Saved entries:
──────────────────────────────

PR #12337, opened 2020-06-03
add support for optional values in "where" clauses

### LINKED ISSUE #11564: Typing of findAll seems to be missing the support of undefined values in where
## Issue Description
When using sequelize with typescript, we run into the issue of not being able to use objects that have potentially undefined attributes for the `where` attribute of a `findAll` call. 

### What are you doing?

```js

class class user extends Sequelize.Model {
/* define your table here, it shouldn't matter for types */
}
const queryObj:{id:string, optionalValue?:string} = { id: 'someID'};

user.findAll({ where: queryObj }); // This is where the issue appears
```

According to my understanding of the discussion in [issue #8583](https://github.com/sequelize/sequelize/issues/8583) the function should support undefined values as input. (If as null, or ignoring it completely, is irrelevant for this issue)

We get type errors, not allowing undefined values inside the `where`object.

### Additional context

none

### Environment

- Sequelize version: 5.19.6
- Node.js version: ^10, should not be relevant in any way
- Operating System: OS X and WIN 10, should also make no difference
- If TypeScript related: TypeScript version: 3.6.2

- [x] Yes, I have the time and I know how to start. (if it is simply adjusting the types)

T0TProduction:
### Pull Request check-list

- [x] Have you added new tests to prevent regressions? _not needed_
- [x] Is a documentation update included (if this change modifies existing APIs, or introduces new ones)? _potentially?_

### Description of change

fixes #11564 
as discussed in the issue, this might not be the wanted solution. I'm opening a PR though because the issue has been dead for a while and as long as there is no real reason against this change, it will fix the issue.


sushantdhiman:
Please add a test here https://github.com/sequelize/sequelize/blob/master/types/test/where.ts

T0TProduction:
@sushantdhiman done, I hope I understood how the test is supposed to work 😁

Issue #12325, opened 2020-05-29
findOrCreate should accept 'fields' to save


sonirico:
### Is your feature request related to a problem? Please describe.

`CreateOptions` has a optional property named 'fields' which describes which fields are writable, in order to prevent additional and/or malicious fields sent on payloads persisted in databases. However, `FindOrCreateOptions` does not provide such configuration to be set. Is that intentional?

### Describe the solution you'd like
Some configuration flag to enable writes applicable to certain fields, as `CreateOptions` does.

### Is this issue dialect-specific?

- [x] No. This issue is relevant to Sequelize as a whole.
- [ ] Yes. This issue only applies to the following dialect(s): XXX, YYY, ZZZ

### Would you be willing to resolve this issue by submitting a Pull Request?

- [x] Yes, I have the time and I know how to start.
- [ ] Yes, I have the time but I don't know how to start, I would need guidance.
- [ ] No, I don't have the time, although I believe I could do it if I had the time...
- [ ] No, I don't have the time and I wouldn't even know how to start.

sushantdhiman:
`findOrCreate` does pass options to `create` method. I think typings can be improved. Please send a PR if you can spare some time

sonirico:
Ok, I will spare some time to do it this week.

sushantdhiman:
Fixed by 12338, Thanks @sonirico

PR #12338, opened 2020-06-03
fix: add missing fields to 'FindOrCreateType'

sonirico:
### Pull Request check-list

### Description of change

This PR includes some typings needed to provide clarification in regards to the usage of `findOrCreate` functionality, thus the `FindOrCreateOptions` interface has been altered to include the `fields` string array to whitelist which fields should be persisted as explained in https://github.com/sequelize/sequelize/issues/12325 . Tests are not passing, as well as in master upstream.

### DIFF
--- a/types/test/model.ts
+++ b/types/test/model.ts
@@ -99,6 +99,20 @@ UserModel.findCreateFind({
 })
 
 /**
+ * Tests for findCreateFind() type.
+ */
+
+ UserModel.findOrCreate({
+  fields: [ "jane.doe" ],
+  where: {
+    username: "jane.doe"
+  },
+  defaults: {
+    username: "jane.doe"
+  }
+})
+
+/**
  * Test for primaryKeyAttributes.
  */
 class TestModel extends Model {};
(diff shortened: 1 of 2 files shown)


sushantdhiman:
Please add a test here https://github.com/sequelize/sequelize/blob/master/types/test/model.ts

sonirico:
@sushantdhiman I've added a handful of tests 👍

types/test/model.ts
```diff
@@ -98,6 +98,86 @@ UserModel.findCreateFind({
...
+      fields: [ 'beta_user', 'username' ],
+      where: {
+        username: "test.user",
+      },
+      defaults: {
+        username: "test.user"
+      }
+    })
+
+    if (! created) {
```
sushantdhiman, line 116: These tests are supposed to only testing syntax, not actually doing any db operations. I don't think these conditions or checks should be included in this code.

Just add some calls to `<Model>.findOrCreate` to assert correct typings or move these to `e2e` if you prefer that

sonirico: Ok, I have added only the typings because I have seen enough tests for `findOrCreate` in the integrations folder. Thank you for your guidance!

types/test/model.ts
```diff
@@ -98,6 +98,20 @@ UserModel.findCreateFind({
   }
 })
 
+/**
+ * Tests for findCreateFind() type.
```
sushantdhiman, line 102:
```suggestion
 * Tests for findOrCreate() type.
```

PR #12360, opened 2020-06-09
Better typing support for Model.init()

OwenCalvin:
By converting the `ModelAttribute` interface into an advanced type, you are able to add an autocompletion on the fields while using `Model.init()`.

### DIFF
--- a/types/lib/model.d.ts
+++ b/types/lib/model.d.ts
@@ -1338,12 +1338,9 @@ export interface ModelAttributeColumnOptions<M extends Model = Model> extends Co
 /**
  * Interface for Attributes provided for a column
  */
-export interface ModelAttributes<M extends Model = Model> {
-  /**
-   * The description of a database column
-   */
-  [name: string]: DataType | ModelAttributeColumnOptions<M>;
-}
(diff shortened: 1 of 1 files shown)


sushantdhiman:
Tests are failing, you should be able to run those test locally.

Additionally I don't think we support class member for attribute definition in native types, perhaps you are using `sequelize-typescript`. This also means if there a method defined as class member, it will also be eligible name for attribute.

I don't think I can accept this change

OwenCalvin:
Now it works like exaclty like the current Sequelize behaviour expect that you have the autocompletion. Yes the methods appears but I think that's better than showing nothing, I think that there will be less confusion in the code

sushantdhiman:
@SimonSchick Source implementation keep attributes as `Model.rawAttributes`, not sure how we can implement decorators with just typings in this repo. I guess that will require source to move attributes to class properties, I don't think that is going to happen in v6 at-least.

This PR feels like a solution for `sequelize-typescript` specific decorator based model.

Can't this be patched by `sequelize-typescript`? Natively in main implementation, model attributes are not stored as class properties.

──────────────────────────────

**Your objective**
The records above are to be given again in full, exactly.

**Problem solution**
PR #12337, opened 2020-06-03
add support for optional values in "where" clauses

### LINKED ISSUE #11564: Typing of findAll seems to be missing the support of undefined values in where
## Issue Description
When using sequelize with typescript, we run into the issue of not being able to use objects that have potentially undefined attributes for the `where` attribute of a `findAll` call. 

### What are you doing?

```js

class class user extends Sequelize.Model {
/* define your table here, it shouldn't matter for types */
}
const queryObj:{id:string, optionalValue?:string} = { id: 'someID'};

user.findAll({ where: queryObj }); // This is where the issue appears
```

According to my understanding of the discussion in [issue #8583](https://github.com/sequelize/sequelize/issues/8583) the function should support undefined values as input. (If as null, or ignoring it completely, is irrelevant for this issue)

We get type errors, not allowing undefined values inside the `where`object.

### Additional context

none

### Environment

- Sequelize version: 5.19.6
- Node.js version: ^10, should not be relevant in any way
- Operating System: OS X and WIN 10, should also make no difference
- If TypeScript related: TypeScript version: 3.6.2

- [x] Yes, I have the time and I know how to start. (if it is simply adjusting the types)

T0TProduction:
### Pull Request check-list

- [x] Have you added new tests to prevent regressions? _not needed_
- [x] Is a documentation update included (if this change modifies existing APIs, or introduces new ones)? _potentially?_

### Description of change

fixes #11564 
as discussed in the issue, this might not be the wanted solution. I'm opening a PR though because the issue has been dead for a while and as long as there is no real reason against this change, it will fix the issue.


sushantdhiman:
Please add a test here https://github.com/sequelize/sequelize/blob/master/types/test/where.ts

T0TProduction:
@sushantdhiman done, I hope I understood how the test is supposed to work 😁

Issue #12325, opened 2020-05-29
findOrCreate should accept 'fields' to save


sonirico:
### Is your feature request related to a problem? Please describe.

`CreateOptions` has a optional property named 'fields' which describes which fields are writable, in order to prevent additional and/or malicious fields sent on payloads persisted in databases. However, `FindOrCreateOptions` does not provide such configuration to be set. Is that intentional?

### Describe the solution you'd like
Some configuration flag to enable writes applicable to certain fields, as `CreateOptions` does.

### Is this issue dialect-specific?

- [x] No. This issue is relevant to Sequelize as a whole.
- [ ] Yes. This issue only applies to the following dialect(s): XXX, YYY, ZZZ

### Would you be willing to resolve this issue by submitting a Pull Request?

- [x] Yes, I have the time and I know how to start.
- [ ] Yes, I have the time but I don't know how to start, I would need guidance.
- [ ] No, I don't have the time, although I believe I could do it if I had the time...
- [ ] No, I don't have the time and I wouldn't even know how to start.

sushantdhiman:
`findOrCreate` does pass options to `create` method. I think typings can be improved. Please send a PR if you can spare some time

sonirico:
Ok, I will spare some time to do it this week.

sushantdhiman:
Fixed by 12338, Thanks @sonirico

PR #12338, opened 2020-06-03
fix: add missing fields to 'FindOrCreateType'

sonirico:
### Pull Request check-list

### Description of change

This PR includes some typings needed to provide clarification in regards to the usage of `findOrCreate` functionality, thus the `FindOrCreateOptions` interface has been altered to include the `fields` string array to whitelist which fields should be persisted as explained in https://github.com/sequelize/sequelize/issues/12325 . Tests are not passing, as well as in master upstream.

### DIFF
--- a/types/test/model.ts
+++ b/types/test/model.ts
@@ -99,6 +99,20 @@ UserModel.findCreateFind({
 })
 
 /**
+ * Tests for findCreateFind() type.
+ */
+
+ UserModel.findOrCreate({
+  fields: [ "jane.doe" ],
+  where: {
+    username: "jane.doe"
+  },
+  defaults: {
+    username: "jane.doe"
+  }
+})
+
+/**
  * Test for primaryKeyAttributes.
  */
 class TestModel extends Model {};
(diff shortened: 1 of 2 files shown)


sushantdhiman:
Please add a test here https://github.com/sequelize/sequelize/blob/master/types/test/model.ts

sonirico:
@sushantdhiman I've added a handful of tests 👍

types/test/model.ts
```diff
@@ -98,6 +98,86 @@ UserModel.findCreateFind({
...
+      fields: [ 'beta_user', 'username' ],
+      where: {
+        username: "test.user",
+      },
+      defaults: {
+        username: "test.user"
+      }
+    })
+
+    if (! created) {
```
sushantdhiman, line 116: These tests are supposed to only testing syntax, not actually doing any db operations. I don't think these conditions or checks should be included in this code.

Just add some calls to `<Model>.findOrCreate` to assert correct typings or move these to `e2e` if you prefer that

sonirico: Ok, I have added only the typings because I have seen enough tests for `findOrCreate` in the integrations folder. Thank you for your guidance!

types/test/model.ts
```diff
@@ -98,6 +98,20 @@ UserModel.findCreateFind({
   }
 })
 
+/**
+ * Tests for findCreateFind() type.
```
sushantdhiman, line 102:
```suggestion
 * Tests for findOrCreate() type.
```

PR #12360, opened 2020-06-09
Better typing support for Model.init()

OwenCalvin:
By converting the `ModelAttribute` interface into an advanced type, you are able to add an autocompletion on the fields while using `Model.init()`.

### DIFF
--- a/types/lib/model.d.ts
+++ b/types/lib/model.d.ts
@@ -1338,12 +1338,9 @@ export interface ModelAttributeColumnOptions<M extends Model = Model> extends Co
 /**
  * Interface for Attributes provided for a column
  */
-export interface ModelAttributes<M extends Model = Model> {
-  /**
-   * The description of a database column
-   */
-  [name: string]: DataType | ModelAttributeColumnOptions<M>;
-}
(diff shortened: 1 of 1 files shown)


sushantdhiman:
Tests are failing, you should be able to run those test locally.

Additionally I don't think we support class member for attribute definition in native types, perhaps you are using `sequelize-typescript`. This also means if there a method defined as class member, it will also be eligible name for attribute.

I don't think I can accept this change

OwenCalvin:
Now it works like exaclty like the current Sequelize behaviour expect that you have the autocompletion. Yes the methods appears but I think that's better than showing nothing, I think that there will be less confusion in the code

sushantdhiman:
@SimonSchick Source implementation keep attributes as `Model.rawAttributes`, not sure how we can implement decorators with just typings in this repo. I guess that will require source to move attributes to class properties, I don't think that is going to happen in v6 at-least.

This PR feels like a solution for `sequelize-typescript` specific decorator based model.

Can't this be patched by `sequelize-typescript`? Natively in main implementation, model attributes are not stored as class properties.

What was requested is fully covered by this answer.